Computational study of the coupling of drift-diffusion, photoionization, and chemistry in a scramjet environment

Both experimental and numerical studies have shown that Nanosecond Repetitively Pulsed Discharges (NRPD) can significantly change the combustion field supported by supersonic streams, allowing access to regimes in terms of Mach number and total pressure that would not be possible with regular combustion. Current methods feature simplified plasma-fluid models, which do not consider the effect of flow non-uniformity on the discharge, and one-dimensional radiation models. We present a more complex way to calculate the plasma-induced heat release and radical yield, which incorporates specific kinetic effects of the plasma and radiation. To study this complex non-linear environment, we use three primary tools. First, this model uses Monte Carlo ray tracing (MCRT) to calculate the effects of photoionization of the discharge.
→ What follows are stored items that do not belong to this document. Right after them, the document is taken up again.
PR #1698, opened 2024-03-13
Resolve more regex invalid escape sequences

### LINKED ISSUE #1695: Regex SyntaxWarnings from `cli/post-process-python.py` during build
I think this is due to invalid escape sequences similar to those in `cycpp.py` resolved by #1684.  Should be a simple fix of converting strings to raw string literals

bennibbelink:
Closes #1695 .

Converts a handful of strings uses by `re` to raw string literals to avoid invalid escape sequences.


gonuke (approved):
Thanks for tracking down more of these @bennibbelink

PR #1699, opened 2024-03-13
throw if invalid package id given

### LINKED ISSUE #1697: `Context::GetPackageById` compilation warning
This new method added by #1675 `Context::GetPackageById(int id)` is the source of a compilation warning: `/cyclus/src/context.cc:221:1: warning: control reaches end of non-void function [-Wreturn-type]`

I'm not familiar with the use-case of this method but it might be a good idea to explicitly return a null pointer or throw an exception if an invalid `id` is passed in.

nuclearkatie:
Built errors into `GetPackageByName` but forgot to do so for `GetPackageById`. Throws for both `id` < 0 and unable to find matching `id`

Closes #1697


bennibbelink (approved):
LGTM, thanks @nuclearkatie!

gonuke (approved):
Looks like this does the trick. Thanks for the quick fix @nuclearkatie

Next, multi implicit spectral deferred correction (MISDC) to couple the drift-diffusion equation and reaction to help reduce the splitting errors since this problem incorporates many different time scales for various components. Lastly, in-situ tabulation (ISAT) to solve the Boltzmann equation helps speed up this computational model. Finally, we consider the effect of photoionization and non-equilibrium plasma generated by NRPD on high Mach number flow in a scramjet environment. This model can investigate multidimensional curved electrodes to see how the electrode shape affects the flow in the combustor.